Critical Items are marked with a red dot. A “No” on any critical item is a serious signal that requires professional attention. If you are in crisis, please use the resources at the top of the checklist.
Operational Readiness Checklist
If you are having thoughts of suicide or self-harm, please stop and contact a crisis line immediately. Canada/US: 988 · Crisis Text Line: Text HOME to 741741 · International: findahelpline.com. There is no rebuild without you in it.
Am I getting 5+ hours of sleep most nights?
Consistent sleep is a critical foundation requirement. Less than 5 hours is a structural emergency.
Am I eating at least 2 regular meals per day?
Regular food intake maintains cognitive function and emotional regulation — essential site utilities.
Am I maintaining basic personal hygiene daily?
Hygiene is a baseline indicator of self-care capacity. Failing this is a red flag for severe depression.
Can I focus on a single task for 20 minutes?
If sustained attention is impossible, the cognitive infrastructure for rebuilding isn't stable yet.
Am I capable of making basic decisions without freezing?
Decision paralysis is a significant cognitive impairment. Getting support now prevents bigger failures.
Am I managing my combustion risk (not exploding at others)?
Unmanaged rage is a Site Hazard. It damages your legal case, your parenting, and your health.

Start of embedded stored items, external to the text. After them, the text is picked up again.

Issue #6766, opened 2025-12-15
Update Drizzle ORM Adapter to support the new Drizzle ORM query syntax (drizzle-orm v1.0.0)


ghassenbenghorbal:
### Is this suited for github?

- [x] Yes, this is suited for github

### Is your feature request related to a problem? Please describe.

I migrated to the new drizzle-orm@beta but now I can't use better-auth because the drizzle orm adapter does not support the new syntax

```javascript9 |    const createCustomAdapter = (db$1) => ({ getFieldName, options }) => {
10 |            function getSchema(model) {
11 |                    const schema = config.schema || db$1._.fullSchema;
12 |                    if (!schema) throw new BetterAuthError("Drizzle adapter failed to initialize. Schema not found. Please provide a schema object in the adapter options object.");
13 |                    const schemaModel = schema[model];
14 |                    if (!schemaModel) throw new BetterAuthError(`[# Drizzle Adapter]: The model "${model}" was not found in the schema object. Please pass the schema directly to the adapter options.`);
                                    ^
BetterAuthError: [# Drizzle Adapter]: The model "user" was not found in the schema object. Please pass the schema directly to the adapter options.
 cause: undefined,
```

### Describe the solution you'd like

Update Drizzle ORM Adapter to support drizzle-orm@beta (v1.0)

### Describe alternatives you've considered

None

CBell045:
I was having this issue as well. Passing my schema and relations to my drizzle adapter seems to have fixed it: 

```
import "dotenv/config";
import * as schema from "./schema";
import { relations } from "./relations";
import { drizzle } from "drizzle-orm/bun-sql";

export const db = drizzle({
  connection: process.env.DATABASE_URL!,
  casing: "snake_case",
  schema,
  relations,
});
```

matulef:
Even if you pass the schema, I think there is still a compatibility issue with the new drizzle 1.0 syntax. It occurs if you have joins turned on. The error I get is `Unknown relational filter field: "decoder"`. If I comment out experimental joins in my auth config, e.g. 
```
// experimental: { joins: true }
```
then it works because it doesn't rely on the drizzle-defined relations. But ideally, we'd be able to use the new drizzle and get the benefit of joins in better-auth too. 

I think this can be done in a backwards compatible way by replacing db.query with db._query if it's defined. See here: https://orm.drizzle.team/docs/relations-v1-v2

ping-maxwell:
[...]

Issue #5931, opened 2025-11-12
Testing new adapter - test if `count` is implemented


realtebo:
### Is this suited for github?

- [x] Yes, this is suited for github

### Is your feature request related to a problem? Please describe.

implementing a new adapter I can sucesfully past tests having

```
count: async ({
          model,
          where,
        }: {
          model: string;
          where?: Required<Where>[];
        }): Promise<number> => {
          console.log("count model:", model);
          console.log("count where:", where);
          // ...

          return -1;
        },
```

### Describe the solution you'd like

 add a new test 

### Describe alternatives you've considered

remove need for count if un needed

realtebo:
I am manually running 

```
 npx vitest run ./better-auth-jwt-adapter.test.ts --bail 1
```

where the file contains, as per your doc

```
import { describe, afterAll } from "vitest";
import { runAdapterTest } from "better-auth/adapters/test";
import { BetterAuthJwtAdapter } from "./better-auth-jwt-adapter";

describe("My Adapter Tests", async () => {
  afterAll(async () => {
    // Run DB cleanup here...
  });
  const adapter = BetterAuthJwtAdapter({
    debugLogs: {
      // If your adapter config allows passing in debug logs, then pass this here.
      isRunningAdapterTests: true, // This is our super secret flag to let us know to only log debug logs if a test fails.
    },
  });
  await runAdapterTest({
    getAdapter: async (betterAuthOptions = {}) => {
      return adapter(betterAuthOptions);
    },
  });
});

```

@better-auth-agent all test passed even if my `count` function is not implemented

```
 Test Files  1 passed (1)
      Tests  25 passed | 2 skipped (27)
   Start at  16:38:23
   Duration  206ms (transform 39ms, setup 0ms, collect 94ms, tests 20ms, environment 0ms, prepare 2ms)
```

This is due the fact, dear my @better-auth-agent , that no test is currently implemented for the `count` method of an adapter

realtebo:
@better-auth-agent

Please, add a custom test case for the count method that verifies its expected behavior (for example, returning the correct number based on provided filters). This way, any future changes to count will be caught.

Add this to your project, not to mine

realtebo:
@better-auth-agent

 add label 'test'

GautamBytes:
working on it !!

GautamBytes:
Hey, thanks for reporting this! 

[...]

PR #6913, opened 2025-12-20
feat: support drizzle relations v2

ping-maxwell:
closes https://github.com/better-auth/better-auth/issues/6766, https://github.com/orgs/better-auth/projects/6/views/2?pane=issue&itemId=168869122&issue=better-auth%7Cbetter-auth%7C5931

### Notes
This PR introduces a new package: `drizzle-adapter` as `@better-auth/drizzle-adapter` which will need to be published on npm.
This PR also introduces `better-auth/adapters/test-adapter` as an export to the better-auth adapter test utility and all of it's tests. The reason I didn't export those functions right under `better-auth/adapter` was to avoid issues related to those functions needing the `vitest` import which could be bundled into other code if exported purely under `/adapter`.

---
## Summary by cubic
Adds first-class support for Drizzle Relations v2 via a new @better-auth/drizzle-adapter/relations-v2 adapter and updates the CLI to generate v2 schema and relations. Enables join queries using Drizzle’s v2 relations without changing your database.

- New Features
  - New relations-v2 adapter for pg, mysql, and sqlite with optional transactions, camelCase, pluralization, and debug logs.
  - Adapter-powered schema generation (createSchema) that outputs both schema and defineRelations; the CLI now prefers the adapter’s generator when available and falls back to built-ins.

- Migration
  - Install: npm install @better-auth/drizzle-adapter
  - Update: import { drizzleAdapter } from "@better-auth/drizzle-adapter/relations-v2" and set provider ("sqlite" | "pg" | "mysql").
  - Generate: npx @better-auth/cli generate
  - Drizzle init: pass both schema and relations from the generated file to drizzle()

<sup>Written for commit 627eccb7cfe89e4cd8172c5401513d4fb6a5efbb. Summary will update on new commits.</sup>

PR #9489, opened 2026-05-07
feat(drizzle-adapter): support Drizzle Relations v2

ping-maxwell:
closes https://github.com/better-auth/better-auth/issues/6766, https://github.com/orgs/better-auth/projects/6/views/2?pane=issue&itemId=168869122&issue=better-auth%7Cbetter-auth%7C5931

supersedes https://github.com/better-auth/better-auth/pull/6913


luxaritas:
Would it be a good idea to bump the version to rc?

makl11:
Hi, first of all, thanks for your work!

I looked over the related issue and tested the changes in my project.

The generated schema still uses `defineRelations` instead of `defineRelationsPart`. I did a simple find-and-replace of `defineRelations` to `defineRelationsPart` locally without issues.

Also, I think the many-to-one relations should use the non-pluralized name, similar to how one-to-one relations are handled, i.e:
```typescript
sessions: {
  user: r.one.users({
    from: r.sessions.userId,
    to: r.users.id,
  }),
},
```
instead of
```typescript
sessions: {
  users: r.one.users({
    from: r.sessions.userId,
    to: r.users.id,
  }),
},
```

packages/drizzle-adapter/src/relations-v2/generate-drizzle-schema.ts
```diff
@@ -0,0 +1,651 @@
...
+function generateImport({
+	databaseType,
+	tables,
+	options,
+}: {
+	databaseType: "sqlite" | "mysql" | "pg";
+	tables: BetterAuthDBSchema;
+	options: BetterAuthOptions;
+}) {
+	const rootImports: string[] = ["defineRelations"];
```
makl11:
```suggestion
	const rootImports: string[] = ["defineRelationsPart"];
```

packages/drizzle-adapter/src/relations-v2/generate-drizzle-schema.ts
```diff
@@ -0,0 +1,651 @@
...
+
+			if (relationDefs.length > 0) {
+				relationsEntries.push(
+					`  ${modelName}: {\n${relationDefs.join(",\n")}\n  }`,
+				);
+			}
+		}
+
+		if (relationsEntries.length > 0) {
+			relationsString = `\n\nexport const relations = defineRelations(${schemaObject}, (r) => ({\n${relationsEntries.join(",\n")}\n}));\n`;
```
makl11:
```suggestion
			relationsString = `\n\nexport const relations = defineRelationsPart(${schemaObject}, (r) => ({\n${relationsEntries.join(",\n")}\n}));\n`;
```

ping-maxwell:
Thanks for your suggestion @makl11 I've switched to `defineRelationsPart` now.

KhalidAlansary:
> closes https://github.com/better-auth/better-auth/issues/6766, https://github.com/orgs/better-auth/projects/6/views/2?pane=issue&itemId=168869122&issue=better-auth%7Cbetter-auth%7C5931

merging this pr won't close #5931 . If this closes it, use "closes #6766, #closes #5931" in the pr description

D4ario0:
Is this planned to be included for the next beta release or the next major update?

crazen3:
> Is this planned to be included for the next beta release or the next major update?

@D4ario0 based on https://github.com/better-auth/better-auth/issues/6766#issuecomment-4464154668, maybe in 1.7.1+ or 1.8? Definitely not a major update though, since this isn't even a breaking change

typedrat:
The `deleteMany` implementation doesn't correctly work with Drizzle when using postgres-js as the underlying library. Every successful DELETE without RETURNING reports 0 rows affected, which causes any caller that depends on the count — most notably internalAdapter.consumeOne in better-auth/dist/db/internal-adapter.mjs — to return null despite the row having been deleted.

```ts
async deleteMany({ model, where }) {
  const schemaModel = getSchema(model);
  const clause = convertWhereClause(where, model);
  const res = await db.delete(schemaModel).where(...clause);
  let count = 0;
  if (res && "rowCount" in res) count = res.rowCount;          // node-postgres
  else if (Array.isArray(res)) count = res.length;             // matches postgres-js, but for the wrong reason
  else if (res && ("affectedRows" in res || "rowsAffected" in res || "changes" in res)) count = res.affectedRows ?? res.rowsAffected ?? res.changes;
  ...
  return count;
}
```

The problem is the second branch. postgres-js's Result class extends Array, so `Array.isArray` is true. For DELETE / UPDATE / INSERT without `RETURNING`, the result has `length === 0` and the actual affected-row count lives in `res.count`. The `Array.isArray` branch wins, `count = res.length = 0`, and `consumeOne` reports the operation as having affected 0 rows even when it deleted a row.

For us this surfaced as broken OAuth code exchange (every authorization-code grant returned `invalid_grant`), but anything else that goes through the core `consumeOne` fallback on postgres-js is similarly affected — for example, any in-band verification-token consumption (email verification, password reset, OTPs, magic links) where you depend on the returned row, not just its absence.

typedrat:
After patching the previous bug, I discovered that the relations-v2 `convertWhereClause` doesn't map `{ value: null }` to `isNull(field)` — it falls through to `eq(field, w.value)` → `field = NULL`, which is always NULL (and therefore false-y) in SQL and never matches any rows. The legacy adapter handles this correctly, but the relations-v2 rewrite dropped the branch in all three sub-clauses (single, AND, and OR) and never emits `isNull`/`isNotNull` at all. 

Surfaces as `invalid_grant` on every refresh-token rotation, but also breaks `/oauth2/revoke` and the device-authorization plugin's "link pending code to user" step — anywhere better-auth uses `value: null` to mean "WHERE field IS NULL".

remorses:
Found a bug in the drizzle adapter's `convertWhereClause`: `eq(column, null)` generates `column = NULL` in SQL, which is never true (SQL null semantics). The correct form is `column IS NULL`. Same applies to `ne(column, null)` vs `IS NOT NULL`.

This breaks the device authorization plugin because the claim step in `deviceVerify` uses `{ field: "userId", operator: "eq", value: null }` in a WHERE clause. The UPDATE matches zero rows silently, so device codes are never claimed and approve always fails with "Device code has not been claimed by a verifying session."

Fix: https://github.com/remorses/better-auth-drizzle-adapter/commit/b8a6413

marr:
@ping-maxwell I made a PR to your branch here that should fix the linting issue. Is this work still in progress? At a cursory glance, it seems there are some conditionals creeping in that may indicate the agents are getting confused.

packages/drizzle-adapter/src/relations-v2/index.ts
```diff
@@ -0,0 +1,1022 @@
...
+	sql,
+} from "drizzle-orm";
+import {
+	insensitiveEq,
+	insensitiveIlike,
+	insensitiveInArray,
+	insensitiveNe,
+	insensitiveNotInArray,
+} from "../query-builders";
+import { generateDrizzleSchema } from "./generate-drizzle-schema";
```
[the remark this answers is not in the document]
ping-maxwell: Fixed in 019c4424a: `generateDrizzleSchema` is now lazy-loaded via dynamic import inside `createSchema`, so Node-only modules are only evaluated when schema generation runs.

e2e/adapter/test/drizzle-v2-relations-adapter/generate-schema.ts
```diff
@@ -0,0 +1,102 @@
...
+	const thisCount = generationCount;
+	const i = async (x: string) => {
+		// Clear the Node.js module cache for the generated schema file to ensure fresh import
+		try {
+			const resolvedPath =
+				require?.resolve?.(x) ||
+				(import.meta && new URL(x, import.meta.url).pathname);
+			if (resolvedPath && typeof resolvedPath === "string" && require?.cache) {
+				delete require.cache[resolvedPath];
+			}
```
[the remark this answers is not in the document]
ping-maxwell: Fixed in 019c4424a: replaced bare `require` references with `typeof require !== "undefined"` guards before calling `require.resolve` / accessing `require.cache`.

e2e/adapter/test/drizzle-v2-relations-adapter/generate-schema.ts
```diff
@@ -0,0 +1,102 @@
...
+	});
+
+	await fs.writeFile(
+		join(
+			import.meta.dirname,
+			`/.tmp/generated-${dialect}-schema-${thisCount}.ts`,
+		),
+		code || "",
+		"utf-8",
+	);
```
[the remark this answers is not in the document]
ping-maxwell: Fixed in 019c4424a: changed `join(import.meta.dirname, "/.tmp")` to `join(import.meta.dirname, ".tmp")` so paths stay relative to the test directory.

e2e/adapter/test/prisma-adapter/generate-prisma-schema.ts
```diff
@@ -12,7 +12,18 @@ export async function generatePrismaSchema(
...
-	const i = async (x: string) => await import(x);
+	const i = async (x: string) => {
+		// Clear the Node.js module cache for the generated schema file to ensure fresh import
+		try {
+			const resolvedPath =
+				require?.resolve?.(x) ||
+				(import.meta && new URL(x, import.meta.url).pathname);
+			if (resolvedPath && typeof resolvedPath === "string" && require?.cache) {
+				delete require.cache[resolvedPath];
+			}
```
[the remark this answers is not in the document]
ping-maxwell: Fixed in 019c4424a: same `typeof require !== "undefined"` guard applied to the prisma e2e helper.

packages/drizzle-adapter/src/relations-v2/generate-drizzle-schema.ts
```diff
@@ -0,0 +1,667 @@
...
+					mysql: field.bigint
+						? `bigint('${name}', { mode: 'number' })`
+						: `int('${name}')`,
+				},
+				date: {
+					sqlite: `integer('${name}', { mode: 'timestamp_ms' })`,
+					pg: `timestamp('${name}')`,
+					mysql: `timestamp('${name}', { fsp: 3 })`,
+				},
+				"number[]": {
```
gustavovalverde, line 164: This MySQL branch is still generating invalid Drizzle RC3 code for array and JSON fields. `text(name, { mode: "json" })` is not a MySQL text-column option in `drizzle-orm@1.0.0-rc.3`, and `json(name, { mode: "json" })` is not a valid MySQL JSON builder signature either. That means a MySQL project with `additionalFields` using `string[]`, `number[]`, or `json` will generate schema code that fails even though the default MySQL e2e suite passes.

The fix should make the generated MySQL columns match Drizzle's real RC3 API, likely `json(name)` for arrays/JSON, and align the adapter flags at the same time. Right now `supportsArrays` was set to true to avoid double stringifying arrays, but `supportsJSON` remains false; Drizzle's MySQL `json()` already stringifies driver values, so Better Auth will pre-stringify JSON and Drizzle will stringify the string again.

gustavovalverde (dismissed):

.changeset/four-turkeys-thank.md
```diff
@@ -0,0 +1,5 @@
+---
+"@better-auth/drizzle-adapter": minor
+---
+
+feat: support drizzle relations v2
```
bytaesu: As I mentioned before, could you rewrite the changeset from a user-facing perspective?

https://github.com/better-auth/better-auth/blob/main/CONTRIBUTING.md#changesets

docs/content/docs/adapters/drizzle.mdx
```diff
@@ -174,6 +174,72 @@ export const auth = betterAuth({
...
+		schema,
+	}),
+	//... the rest of your config
+});
+```
+
+Then regenerate your schema using the Better Auth CLI:
+
+```package-install
+npx @better-auth/cli@latest generate
```
dotnize:
```suggestion
npx auth@latest generate
```

bytaesu: 👍

bytaesu:
@greptileai review

bytaesu:
-> https://github.com/better-auth/better-auth/pull/9489/commits/9261d7c873021cfdc85b7c70b5db738b9c8d3c45

I will follow-up on the `main` branch as well.

packages/drizzle-adapter/src/relations-v2/index.ts
```diff
@@ -0,0 +1,1092 @@
...
+									select?.length && select.length > 0
+										? select.reduce(
+												(acc, field) => {
+													acc[getFieldName({ model, field })] = true;
+													return acc;
+												},
+												{} as Record<string, boolean>,
+											)
+										: undefined,
+								limit: limit ?? 100,
```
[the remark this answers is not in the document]
bytaesu: @greptileai The adapter never receives an undefined limit. The core factory injects unsafeLimit ?? defaultFindManyLimit ?? 100 before every findMany, so both the join and non-join paths cap identically. The ?? 100 here is just a redundant fallback, not a silent divergence.

bytaesu:
https://github.com/better-auth/better-auth/pull/9489/commits/7e9469c9b5b11978bac9857868995d45402751e4 is related to #10048

bytaesu:
-> https://github.com/better-auth/better-auth/pull/9489/commits/4be62ca27b1fb2c936027ef0db8a219ba1b4c7a2

I will follow-up on the `main` branch as well.

bytaesu (approved):
> [!NOTE]
> We're planning to release `v1.7-rc` soon. Since the public API for this feature is unlikely to change, we are going to merge Max's great work first and continue polishing the internal implementation afterward 😁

Am I avoiding total isolation (seeing at least one person a week)?
Complete isolation is an accelerant for depression and suicidal ideation. Minimum contact is a safety baseline.
Am I managing substance use — not numbing with alcohol or drugs?
Substance use to cope is leaking contamination into the soil. It has to be addressed before the build.
Am I getting some physical movement at least 3x per week?
Physical exercise is the most evidence-based mood stabilizer available. Even a 20-minute walk counts.
Do I have at least one person I can call in a real crisis?
You need a minimum viable support crew. Having zero people to call is a critical site safety failure.
Am I safe — no thoughts of self-harm or harming others?
If no — stop here. Call a crisis line immediately. The build can wait. This is a Site Emergency.
Can I imagine a positive future — even vaguely?
The inability to see any future at all is a diagnostic warning sign. It's not failure — it's a signal for more support.
The Geotechnical Field Report
This entry will be saved to your Rebuild Project Journal on the dashboard
Prompt: “Write your personal Geotechnical Field Report. Section 1: Ground Conditions — summarize what your Soil Test revealed. Where is the bedrock? Where are the sinkholes? Be specific. Section 2: Remediation Plan — for each soft spot, write the stabilization method you’re committing to and your timeline. Section 3: Build Clearance Decision — honestly assess whether you are cleared to begin building, on a delay for soil conditions, or in a full remediation phase. Section 4: The Commitment — write one sentence that you are committing to say to yourself every morning about your ground conditions and your plan to improve them.”
The Drill Rig has done its job. You now have a Geotechnical Report on your own mind. You know where the bedrock is. You know where the sinkholes are. You know your Stabilization Plan. And you’ve run the Compaction Test. Whatever the verdict, you are the Foreman — and the Foreman decides the next move. You are building a life meant to stand for forty or fifty years. We are not interested in a quick flip. We are interested in bedrock stability.
Site Clearing & Structural Assessment
Nine sections. Nine tools. Red Tags, BIFF protocols, emotional waste managed, utilities checked, structural weaknesses documented, salvage sorted, perimeter fence up, every line capped — and now the ground itself has been tested. This site is ready for the build.